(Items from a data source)
PR #692, opened 2018-04-26
Document enabled flag for plugins

### LINKED ISSUE #691: Document plugin enabled flag
- `getkong.org` url(s):
admin-api/#add-plugin and similar
all plugin pages

### Summary

The plugin schema has an enabled flag that has been present for at least 3 years, but is not mentioned in documentation for whatever reason (although it is shown in example responses, we do not indicate that it is user-settable or what its purpose is).

As one may expect, enabled is a boolean that determines whether the plugin is applied. It defaults to `true`. Setting it to `false` can be useful for configuration that only needs to be active temporarily, e.g. a maintenance page or a rate limit that is only enforced during peak hours.

rainest:
### Summary

Add `enabled` to plugin pages and admin API documentation. 

### Issues resolved

Fix #691 

### Checklist:
- [x] [Commit message & atomicity](https://github.com/Kong/getkong.org/blob/master/CONTRIBUTING.md#commit-atomicity) checked
- [x] Documentation 
- [x] Spellchecked my updates
- [x] Ready to be merged

### DIFF
--- a/app/docs/0.10.x/admin-api.md
+++ b/app/docs/0.10.x/admin-api.md
@@ -30,6 +30,7 @@ plugin_configuration_body: |
     `name` | The name of the Plugin that's going to be added. Currently the Plugin must be installed in every Kong instance separately.
     `consumer_id`<br>*optional* | The unique identifier of the consumer that overrides the existing settings for this specific consumer on incoming requests.
     `config.{property}` | The configuration properties for the Plugin which can be found on the plugins documentation page in the [Plugin Gallery](/plugins).
+    `enabled` | Whether the plugin is applied. Default: `true`.
 
 target_body: |
     Attributes | Description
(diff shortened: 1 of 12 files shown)


Tieske:
@rainest I think the distinction [here](https://github.com/Kong/kong/issues/1279#issuecomment-275367327) also applies to the plugins. Hence we should document whether it falls through or not.

rainest:
Not in quite the same way (since they wouldn't reject the request outright), but matching does pass through to other configurations with lower precedence. Updated the admin API doc precedence section on versions where it's present (0.9 onward).

app/docs/0.12.x/admin-api.md
```diff
@@ -1,4 +1,6 @@
----
+--- Note that if config B is
+disabled, config A will apply to requests that would have otherwise matched
+config B.
```
thibaultcha: This looks like a mistake?

app/docs/0.10.x/admin-api.md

* [Task prompt]: Find "(diff shortened: 1 of 12 files shown)" in the data above, then repeat that line and all lines after it exactly, ending with the final line.

* [Task output]:
(diff shortened: 1 of 12 files shown)


Tieske:
@rainest I think the distinction [here](https://github.com/Kong/kong/issues/1279#issuecomment-275367327) also applies to the plugins. Hence we should document whether it falls through or not.

rainest:
Not in quite the same way (since they wouldn't reject the request outright), but matching does pass through to other configurations with lower precedence. Updated the admin API doc precedence section on versions where it's present (0.9 onward).

app/docs/0.12.x/admin-api.md
```diff
@@ -1,4 +1,6 @@
----
+--- Note that if config B is
+disabled, config A will apply to requests that would have otherwise matched
+config B.
```
thibaultcha: This looks like a mistake?

app/docs/0.10.x/admin-api.md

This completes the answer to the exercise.